Bad Girls Go Everywhere

Feminism, you'd think, needs Helen Gurley Brown like a fish needs a bicycle. In 1970, feminists staged a sit-in at Cosmopolitan magazine -- its cover famed for "man-pleasing!" taglines and necklines -- demanding that editor-in-chief Brown use her glossy platform to advocate for women's liberation. Brown's response? To defend her magazine as "already feminist," writes women's studies prof Jennifer Scanlon in Bad Girls Go Everywhere: The Life of Helen Gurley Brown.

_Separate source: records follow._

PR #53, opened 2016-04-28
ENH: Add support for full-text queries using syntax `db('keyword')`

danielballan:
Exposing the full-text search added in NSLS-II/metadatastore#215 via the broker. Demo:

```python
In [5]: len(db('linear_motor'))
Out[5]: 4
```

### DIFF
--- a/databroker/broker.py
+++ b/databroker/broker.py
@@ -173,7 +173,7 @@ class Broker(object):
         """
         return search(key, self.mds)
 
-    def __call__(self, **kwargs):
+    def __call__(self, text_search=None, **kwargs):
         """Given search criteria, find Headers describing runs.
 
         This function returns a list of dictionary-like objects encapsulating
@@ -183,6 +183,8 @@ class Broker(object):
 
         Parameters
         ----------
+        text_search : str, optional
+            search full text of RunStart documents
         start_time : time-like, optional
             Include Headers for runs started after this time. Valid
             "time-like" representations are:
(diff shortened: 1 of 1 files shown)


danielballan:
^ So, to summarize, this adds a positional argument, `text_search` to `Broker.__call__`, which until now only accepted keyword arguments.

licode:
Good. 
So If I run ```DataBroker('linear_motor')  ``` and ```DataBroker(data_key='linear_motor') ```
this first one will be much faster?

databroker/broker.py
```diff
@@ -183,6 +183,8 @@ def __call__(self, **kwargs):
 
         Parameters
         ----------
+        text_serach : str, optional
```
klauer: `text_se ar ch`

databroker/broker.py
```diff
@@ -241,10 +243,16 @@ def __call__(self, **kwargs):
...
                     result.append(rs)
             run_start = result
-        result = []
+        elif text_search is not None:
+            query = {'$text': {'$search': text_search}}
+            run_start = self.mds.find_run_starts(**query)
+        else:
+            query = kwargs
+            run_start = self.mds.find_run_starts(**query)
+        headers = []
```
klauer: (bikeshed) while you're here, this is ripe for a list comprehension

klauer:
I missed the mds PR, so I'll ask here: how does case (in)sensitivity work with these searches?

danielballan:
It's highly configurable -- you can even match special characters like umlaut ~ u -- but it is case insensitive by default I believe.

On Thu, Apr 28, 2016 at 3:05 PM -0700, "K Lauer" <notifications@github.com<mailto:notifications@github.com>> wrote:


I missed the mds PR, so I'll ask here: how does case (in)sensitivity work with these searches?

danielballan:
I am abandoning this PR. Perhaps some courageous soul will figure out how to configure Travis's mongo to allow text indexes. In the meantime, it is possible to use the text-search feature with this PR by passing a raw mongo query to the broker: `db({'$text': {$'search': keyword}})`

Indeed, Scanlon posits Brown -- convincingly -- as a provocative pioneer of feminism's second wave: Brown's version, "more likely practiced by single women than by housewives, and by working-class secretaries than middle-class college students, has largely been left out of established histories of postwar feminism's emergence and ascendance." Brown, for starters, did use her platform to support the ERA, abortion rights, and contraception (and tried, unsuccessfully, to make her writing lesbian-friendly). Her feminism -- its bible: Brown's blockbuster Sex and the Single Girl -- was not a vision of matriarchal utopia but a clear-eyed, if eyelash-batting, look at 1960s reality and its hostility to "career" and single women. Brown was "messianic" about work -- not men -- as the source of women's fulfillment, if not survival. Rather than overturn the sexist system, Brown said, work it. Cleavage at the office? Let's face it: that's how you keep your job. Unlike Cosmo, Bad Girls is not a breezy read, but it's a well-researched corrective that puts "lipstick feminism" in its proper, valuable -- and colorful -- place in modern women's history.